So Rene built a webpage on .Mac, complete with photos and information about Kia. He put the URL on business cards and handed them to the curious. Problem solved. Lunch enjoyed. But it was just the beginning.
Inventions worth wagging about
Being the creative sort, Rene had invented a special pad for Kia to ride along on his Harley. He also devised a special disc that Kia could easily pick up from flat cement. Soon passersby everywhere took notice.
But rather than settle for more cold pizza, Rene decided to turn his ideas into a business. And this business needed a website even more than his dog did.
A fetching website over a weekend
Fortunately, Apple had just released iLife ’06 with iWeb for creating professional-looking websites in minutes. View Quick Tour
”I didn’t have the money to pay a web designer,” he says. ”So the timing was perfect.”
In almost no time Rene created Kiapet.com, complete with press and dealer sections, photo pages for Kia’s friends, and a dog blog. He was even able to create password-protected sites for wholesale pricing and other sensitive information.
”What’s really nice is that it’s a drag-and-drop kind of thing — it’s so easy,” says Rene.
Web publishing without guesswork
Rene has since created two other websites using .Mac and iLife ’06, and being able to do it all himself helps keep his bottom line healthy.

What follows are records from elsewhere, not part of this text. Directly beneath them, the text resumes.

PR #1336, opened 2019-08-23
ci: don't commit to master in update_docker_image script

stevendanna:
We failed to `git add` the nightly.pipeline.yml file. As a result,
part of the update this script performs was being committed directly
to master rather than as part of the PR.


stevendanna:
This explains the following commit: https://github.com/chef/automate/commit/8882385be35978c4d87f4f8240d6000d21753cf9

PR #1346, opened 2019-08-24
Project Update Workflow and patterns to support it

jaym:
The chain workflow pattern is usued to be able to combine two workflow
executors to run one after the other. This runs both in the same
workflow instance. Using this pattern is a good way to take a large
workflow and break in down into smaller workflows.

You may not nest chains as the level of magic needed to make that work is
quite high and this PR is already getting big.

This PR also adds a unit testing framework for cereal workflows. It's
not perfect. There is a bit of weirdness around Decisions. We currently
test the last decision the workflow instance returned instead of the
decision the workflow executor's callback returned. We need to do this
until Decision can be more easily unit tested. It currently holds a lot
of private bits (the tasks that will be enqueued).


lib/cereal/patterns/chain.go
```diff
@@ -0,0 +1,333 @@
...
+import (
+	"context"
+	"encoding/json"
+	"errors"
+
+	"github.com/chef/automate/lib/cereal"
+)
+
+var ErrIncorrectParameters = errors.New("Incorrect number of parameters given")
+var ErrTaskWorkflowInvalid = errors.New("Could not determine workflow for task")
```
stevendanna: potential follow up: move these to error types where we can add more information to them

lib/cereal/patterns/chain.go
```diff
@@ -0,0 +1,333 @@
...
+	executors []cereal.WorkflowExecutor
+}
+
+type ChainWorkflowTaskParam struct {
+	XXX_ChainWorkflowIdx int64 `json:"__idx"`
+}
+
+func NewChainWorkflowExecutor(executors ...cereal.WorkflowExecutor) (*ChainWorkflowExecutor, error) {
+	if len(executors) <= 0 {
+		return nil, errors.New("Can't have zero")
```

”You can’t find a better deal,” he says. ”It was simple, and I can keep it going myself — versus having to pay somebody to upload a photo or change this or that.”
”I’ve been down that road,” he adds.
Mike Eveland, To serve and protect history.
Preserving the memory of heroes
As a veteran police officer in Riverside, California, Mike Eveland has experienced enough in his career to know the meaning of sacrifice. And that’s why it hit him particularly hard several years ago when a class of about 15 pre — police academy students couldn’t name a single Riverside police officer that had died in the line of duty.
“They couldn’t name a name. I was shocked and thought, that’s just really sad,” says Mike.
A history worth remembering
At that moment, Mike realized that the police department’s history was in jeopardy of being lost forever because it had never been documented.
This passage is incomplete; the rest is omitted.